Head and neck tumors

A pulse can be created if a tumor in the head or neck presses a blood vessel. If the ear perceives the pulse, it results to pulsatile tinnitus.


-Atherosclerosis is the buildup of cholesterol plaques in the inner linings of the blood vessel. The plaques stiffen the blood vessels and can obstruct blood flow. With the presence of cholesterol plaques, blood movement becomes more forceful and turbulent with each heart beat. The forceful movement of blood creates a pulse which the ear can hear.

High Blood Pressure

-Pulsatile tinnitus is observed in people with hypertension. Drugs that could lower blood pressure can give temporary relief to this type of tinnitus.
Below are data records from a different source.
PR #4782, opened 2024-07-18
fix: do not clear coordinate on item or chart leave

ckifer:
## Description

small fix for Redux tooltip animations

If we reset coordinate on every item and mouse out dispatch then we jarr the user when they hover again as the Tooltip always animates from the corner 0,0. This change keeps Tooltip animation the same as 2.x

## Related Issue

## Motivation and Context

Animations be the same that they are in 2.x. Also less stuttering/flying in from 0,0

## How Has This Been Tested?

- storybook

image

## Types of changes

## Checklist:

### DIFF
--- a/src/state/tooltipSlice.ts
+++ b/src/state/tooltipSlice.ts
@@ -210,17 +210,16 @@ const tooltipSlice = createSlice({
       state.itemInteraction.activeMouseOverCoordinate = action.payload.activeMouseOverCoordinate;
     },
     mouseLeaveChart(state) {
+      // clear everything except for coordinate - we don't always want to animate from 0,0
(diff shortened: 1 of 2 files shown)


ckifer:
Ideally we probably just don't animate if we don't have a coordinate but

PavelVanecek (approved):
We should be able to have a test for this. Even if it's only on the selector level.

1. Start with empty coordinate
2. Mouse over - coordinate selector now returns
3. Mouse out - coordinate selector returns the last known coordinate

ckifer:
Yeah agree - will add

ckifer:
ok better!

PavelVanecek (approved):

Tinnitus caused by certain medications

-There are medications known to cause or worsen tinnitus. The higher the dose of medication a person takes, the worse tinnitus becomes. Most of the time, tinnitus disappears when a person stops using the medications. Among the many medications that can cause tinnitus include antibiotics (e.g. tetracycline, vancomycin, chloramphenicol, erythromycin, bleomycin), cancer drugs (e.g. mechlorethamine, vincristine), diuretics (e.g. bumetanide, ,furosemide), quinine medications (malaria drugs like chloroquinone) and aspirin (when taken in high doses).


Because tinnitus has many probable causes, it would be nice to consult an ear doctor to conduct a medical diagnosis on you. Don’t perform self-diagnosis because it’s simply dangerous to your health. Don’t take any tinnitus medication without first asking your doctor. Take note that tinnitus is not a disease itself but a symptom of an underlying condition which could be tumor, injury, genetic disorder, etc.